Mead's work on plague and contagion
(Internet Archive)

contaminated atmosphere, a common “non-contagionist” target, as a source of epidemics. When Mead spoke of air, he was referring to local air, into which the sick released poisonous atoms, a phenomenon to explain how people not in direct contact with the sick still developed plague. These “contagious atoms” (his words) caused disease nearby but were dispersed by wind to become ineffective more distantly, something he compared to London’s smokey air. The ideas are similar to those voiced by Girolamo Fracastoro in 1546, though Mead does not mention him. Neither man could have known about rats and fleas as carriers and transmitters of plague but Mead’s concept of contagion in the local atmosphere is a reasonable substitute. Thomas Sydenham, incorrectly, held that epidemics resulted from an interaction of atmospheric factors and emanations from the earth, a concept stemming from Hippocrates.

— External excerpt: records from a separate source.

PR #615, opened 2019-03-23
[HOTFIX] Fix 'make clean-images' build target

lresende:


etc/Makefile
```diff
@@ -99,7 +99,7 @@ kernel_image_files: ../build/kernel_image_files
 # Docker image build section ***********************************************
 #
 
-KERNEL_IMAGES := kernel-py kernel-spark-py kernel-r kernel-spark-r kernel-scala kernel-tf-py
+KERNEL_IMAGES := kernel-py kernel-spark-py kernel-r kernel-spark-r kernel-scala kernel-tf-py kernel-tf-gpu-py
```
kevin-bates: Adding this image back to this tag is going to trigger its publish via the publish target and include it in builds.  Anyone using that "hidden" image needs to use `make clean-kernel-tf-gpu-py` manually to clean that image.

kevin-bates: hmm - are you finding that even the manual attempt is not working - that's probably true.  So if we don't want this image published, then PUBLISHED_IMAGES shouldn't reference KERNEL_IMAGES.

lresende: I made some further tests, and because we have already previously removed the `publish-kernel-tf-gpu-py` from `publish-images` then it's not getting published. You can easily verify that by issuing the following command:
```
cd etc
make --dry-run publish-images
docker push elyra/enterprise-gateway-demo:
docker push elyra/nb2kg:
docker push elyra/enterprise-gateway:
docker push elyra/kernel-py:
docker push elyra/kernel-spark-py:
docker push elyra/kernel-tf-py:
docker push elyra/kernel-r:
docker push elyra/kernel-spark-r:
docker push elyra/kernel-scala:
```

Also, to be on the safe side, I could add the following as well
```
$(filter-out kernel-tf-gpu-py,$(KERNEL_IMAGES))
``` 

Thoughts?

kevin-bates: Sorry, you're right.  I was focused on KERNEL_IMAGES and forget the publish op used a different set of targets.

In short, Mead concluded that a quarantine would be effective. A quarantine was duly invoked, and England remained free of the pestilence. Considering that rats sneaking ashore could have foiled the quarantine measures, luck was probably a factor, though the basic idea has proven to be sound. Mead’s book on plague went through nine editions and appeared in several languages. Though some recommendations changed, the basic ideas remained the same.

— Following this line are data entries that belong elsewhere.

PR #616, opened 2019-03-24
Fix/debug restart tests

kevin-bates:
The travis builds have been failing due to timeouts lately.  Some timeouts are due to system issues, but many appear related to the restart tests, which were randomly triggering 10 minute travis timeouts.  As a result, the following changes have been made:
1. Added `itest-yarn-debug` and `itest-docker-debug` targets which set debug options for the nosetests.  Currently that sets `--nocapture --nologcapture` so that log statements from the test code are produced.  (GatewayClient and the kernel class have been updated to use loggers.)
1. Added some more log statements to produce messages regarding reception and process of a message (and its type).
1. After some analysis, it seems that error status's are not returned always returned, but the appropriate error message is embedded in the `execute_reply`, so I updated the test to look for the error response in `execute_reply` in addition to the straight `error` responses.  All other `execute_reply` messages (and `execute_input`) go unhandled.
1. The default timeout for requests was set to 1 hour!  We should have this value be less than 10 minutes, otherwise Travis will stop the test when, it could be that the message processing is hung up.  With the additional debug options in place, the timeout has been set to 5 minutes.  Now the only travis stops should be due to system-related issues.

### DIFF
--- a/enterprise_gateway/client/gateway_client.py
+++ b/enterprise_gateway/client/gateway_client.py
@@ -1,5 +1,6 @@
 
 import os
+import logging
 import requests
 import time
 from uuid import uuid4
@@ -12,10 +13,13 @@ try:  # prefer python 3, fallback to 2
 except ImportError:
     import Queue as queue
 
-DEFAULT_TIMEOUT = 60 * 60
+REQUEST_TIMEOUT = int(os.getenv("REQUEST_TIMEOUT", 120))
+log_level = os.getenv("LOG_LEVEL", "INFO")
+
+logging.basicConfig(format='[%(levelname)1.1s %(asctime)s.%(msecs).03d %(name)s] %(message)s')
 
 
-class GatewayClient:
+class GatewayClient(object):
     """
     *** E X P E R I M E N T A L *** *** E X P E R I M E N T A L ***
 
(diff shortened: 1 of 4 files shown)


kevin-bates:
Briefly switched to WIP to add a couple more changes to help with analysis.

enterprise_gateway/client/gateway_client.py
```diff
@@ -12,7 +12,7 @@
 except ImportError:
     import Queue as queue
 
-DEFAULT_TIMEOUT = 60 * 60
+DEFAULT_TIMEOUT = 60 * 5  # Use 5 minute timeout (should remain < 10 min to avoid travis timeouts
```
lresende: We should not set the default based on Travis, but enable iTests to pass their desired timeout otherwise, this will not work on real use cases where a big data invocation might take a little while to respond.

kevin-bates: I agree this should be more easily configured.  Upon closer inspection, this timeout is really a connection-oriented timeout and does not correspond to the overall length of a cell's processing.  In fact, its default should be on the order of 60 seconds.  I'll probably reset to 120 just to be on the safe side.

kevin-bates: In the latest update, this has been changed to `REQUEST_TIMEOUT` (with a default of 120) and can be updated via env `REQUEST_TIMEOUT`.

         Mead was also involved in the first experiment with variolation (inoculation with live smallpox material to produce immunity), introduced by Lady Mary Montagu from Turkey. Six prisoners condemned to death received inoculation into the skin. All survived and were set free. Mead and other physicians involved in the trials recommended variolation, even in the face of a 2-3% mortality from the procedure.

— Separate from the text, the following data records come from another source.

PR #623, opened 2019-04-01
Set YARN endpoint default to None

kevin-bates:
This pull request is a split of PR #607 that changes the default value for the YARN endpoint configuration option to `None`.  By doing this, 90% of customers can take advantage of built-in behaviors in `yarn-api-client` which determine the YARN Resource Manager endpoint from local configuration files.  This is because 90% of customers install Enterprise Gateway on an edge node of their YARN cluster.  In addition, that logic will also handle the case where YARN is configured for HA.

Installations on which Enterprise Gateway is not installed on an edge node, will still need to provide a YARN endpoint parameter.  In addition, these installations cannot take advantage of HA configurations until [yarn-api-client PR #29](https://github.com/toidi/hadoop-yarn-api-python-client/pull/29) is merged.

### DIFF
--- a/enterprise_gateway/services/processproxies/yarn.py
+++ b/enterprise_gateway/services/processproxies/yarn.py
@@ -41,34 +41,23 @@ class YarnClusterProcessProxy(RemoteProcessProxy):
         self.yarn_endpoint \
             = proxy_config.get('yarn_endpoint',
                                kernel_manager.parent.parent.yarn_endpoint)
-        self.alt_yarn_endpoint \
-            = proxy_config.get('alt_yarn_endpoint',
-                               kernel_manager.parent.parent.alt_yarn_endpoint)
-
         self.yarn_endpoint_security_enabled \
             = proxy_config.get('yarn_endpoint_security_enabled',
                                kernel_manager.parent.parent.yarn_endpoint_security_enabled)
 
-        yarn_master = alt_yarn_master = None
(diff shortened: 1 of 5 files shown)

         In the 1740s, Mead helped establish a foundling hospital. He, in concert with the artist William Hogarth, encouraged artists to show their creations in the hospital’s halls as a way to raise funds. 

Foundling Hospital (Wellcome Library and Wikipedia)


Gainsborough, Joshua Reynolds, and Hogarth exhibited works. It was the first public art gallery in London and influenced the formation of the Royal Academy of Art. 


Foundling Hospital Chapel, where Handel regularly performed his Messiah.
(Wikipedia)

         Mead wrote other works, managed a large practice, dispensed medical consultations to apothecaries in coffee houses (common at the time), collected books and works of art, and was a generous humanitarian. He was considered by C.E.A. Winslow, former professor of public health at Yale University School of Medicine, and others, one of the pioneers of preventive medicine.

         

SOURCES:

 

Meade, R H, In the Sunshine of Life: a Biography of Dr. Richard Mead, 1673-1754. 1974; Dorrance & Co., Philadelphia.

 

Winslow, C E A, “A Physician of Two Centuries Ago: Richard Mead and his Contributions to Epidemiology.” Bull History of Medicine 1935; 3: 509-44.

 

Roos, A M, “Luminaries in Medicine: Richard Med, James Gibbs, and Solar and Lunar Effects on the Human Body in Early Modern England.” Bull History of Medicine 2000; 74(3): 433-457.

 

Williamson, R, “The Plague of Marseilles and the Experiments of Professor Anton Deidier on its Transmission.” Medical History 1958; 2: 237-52.

 

Hattie, W H, “Richard Mead: A father of Preventive Medicine.” Canad Medical Assoc Journal 1928; 19(1): 101-5.

 

Zuckerman, A, “Plague and Contagionism in Eighteenth-Century England: The Role of Richard Mead.” 2004; Bull Hist Med 78(2): 273-308.

         

Anon, “The Great Plague of Marseilles.” BMJ  1900; May 12, p1172.

 

Mead, R, A Short Discourse Concerning Pestilential Contagion, and the Methods to be Used to Prevent It. London, 1720.